MPLS itself isn't QoS and may not improve VoIP voice quality at all. QoS can be implemented within a tunnel on MPLS (which may or may not make a difference for VoIP).

A benefit of MPLS is that troubleshooting can be simplified when the router isn't making routing decisions based on IP packet headers. On the other hand, the complexity and cost of MPLS compared to a normal IP network is huge for a regular company (user). The broadband providers may be using it on their own networks to get your packets from one place to another, where it makes sense.

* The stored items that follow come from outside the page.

PR #205, opened 2025-05-12
Job configuration with dedup for topsapp based on frame-id, ref and sec date

mgovorcin:
**Added new entrypoint to generate topsapp configuration dict** 
`topsapp_config --frame-id 9848 --reference-date 20150502 --secondary-date 20250520`

Wrong date input:
`topsapp_config --frame-id 9848 --reference-date 2015-05-02 --secondary-date 2015-05-20`

GUNW exists:
`topsapp_config --frame-id 9848 --reference-date 2015-05-02 --secondary-date 2015-05-26`

Output:
```
{'reference': ['S1A_IW_SLC__1SDV_20250509T015010_20250509T015040_059111_07557C_C6AD',
  'S1A_IW_SLC__1SDV_20250509T015038_20250509T015105_059111_07557C_191F'],
 'secondary': ['S1C_IW_SLC__1SDV_20250503T014857_20250503T014924_002160_004961_E4B4',
  'S1C_IW_SLC__1SDV_20250503T014922_20250503T014949_002160_004961_D210'],
 'reference_date': '2025-05-09',
 'secondary_date': '2025-05-02',
 'frame_id': 9848}
```

Some code feature:
 - code infers reference date as latter date from specified dates (e.g. switch second with ref, if secondary is latter date)
 -  code drops Sentinel1 SLC that fail to cover 95% of the frame area
 -  code raises error if wrong reference and/or secondary date have be specified, and points to nearest date around
 - code raises ValuError if S1_ARIA_GUNW already exists in the DAAC

ToAdd:
 - logging: Dockerized Tops does not have log module so did not go to add one, but some of this raise Value could be replace with logging message 
 - output format (TBD) for now dict is send to STOUT, will wait to on the feedback how this can be implement for ondemand

### DIFF
--- a/.gitignore
+++ b/.gitignore
@@ -99,6 +99,7 @@ conf/settings.conf
 tests/*.ipynb
 tests/out/*.ipynb
 !tests/localize-data.ipynb
+!tests/config-job.ipynb
 /isce2_topsapp.egg-info/
 !tests/prepare-for-delivery.ipynb
 !tests/solid_earth_tides.ipynb
--- a/.pre-commit-config.yaml
+++ b/.pre-commit-config.yaml
@@ -1,0 +1,43 @@
+ci:
+  autofix_prs: false
+
+repos:
+  - repo: https://github.com/pre-commit/pre-commit-hooks
+    rev: "v5.0.0"
+    hooks:
+      # https://github.com/pre-commit/pre-commit-hooks/issues/718
+      # - id: check-added-large-files  # Fails with git v1.8.3
+      - id: check-case-conflict
+      - id: check-docstring-first
+      - id: check-merge-conflict
+      - id: check-yaml
+        args: [--allow-multiple-documents]
+      - id: debug-statements
+      - id: end-of-file-fixer
+      - id: file-contents-sorter
+        files: (requirements.txt)$
+      - id: mixed-line-ending
+      - id: trailing-whitespace
+
+
+  - repo: https://github.com/astral-sh/ruff-pre-commit
+    rev: v0.11.8
+    hooks:
+      - id: ruff
+        args: [--fix, --exit-non-zero-on-fix, --show-fixes]
+
+  - repo: https://github.com/pre-commit/mirrors-mypy
+    rev: "v1.15.0"
+    hooks:
+      - id: mypy
+        additional_dependencies:
+        - types-setuptools
+        - types-requests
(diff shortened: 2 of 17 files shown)


mgovorcin:
@asjohnston-asf  please do check and give your feedback, especially I am interested in how you envision this to run ondemand and what should be the output

asjohnston-asf:
First, if you're going to do a code formatting update, please do that in a separate PR from the feature changes. I don't have the mental bandwidth to look through 2,000 changed lines.

sssangha:
> `topsapp_config --frame-id 9848 --reference-date 20150502 --secondary-date 20250520`

This doesn't work, but based on the dictionary based below I assume the specified `--reference-date` is `20250502` `--secondary-date` is `20250509`.

I can confirm this works as intended:
`topsapp_config --frame-id 9848 --reference-date 20250502 --secondary-date 20250509`

asjohnston-asf:
I think this PR misses the mark somewhat. On-demand requests currently invoke DockerizedTopsApp using parameters like:
`isce2_topsapp --bucket myBucket --bucket-prefix myPrefix --frame-id 24299 --reference-scenes S1A_IW_SLC__1SSV_20141227T100440_20141227T100507_003903_004AFB_4A35 S1A_IW_SLC__1SSV_20141227T100505_20141227T100532_003903_004AFB_8FEF --secondary-scenes S1A_IW_SLC__1SSV_20141203T100441_20141203T100508_003553_004301_CF13 S1A_IW_SLC__1SSV_20141203T100505_20141203T100533_003553_004301_71CB`

Which results in `S1-GUNW-D-R-156-tops-20141227_20141203-100506-00075W_00038S-PP-5c1c-v3_0_1` being uploaded to the specified S3 bucket.

The first feature we're trying to deliver is to provide an alternate (or enhanced) entrypoint that allows the user to specify dates instead of scenes, e.g.:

Implementing MPLS for VoIP at a company would be like getting a google self-driving car to go get milk, as opposed to a bicycle. They will both get you there, but one is going to be much more expensive than the other - while requiring a team of engineers to oversee your little errand.

The only sane answer to getting the best VoIP voice quality is to use a totally separate LAN for phones in the office, going to a totally separate broadband connection. With no connection between the networks in the office. That makes troubleshooting very easy! If you didn't our Bulletin about making VoIP calls sound great, take a look at it:

Separate VoIP Networks for Quality of Service

You can spend a lot of money buying and programming QoS stuff, but it's a much better idea to put that money into a dedicated pipe for VoIP. Just because you can do something like QoS or MPLS, doesn't mean it's a good idea. But hey, maybe there's a google self-driving car for errands in your future?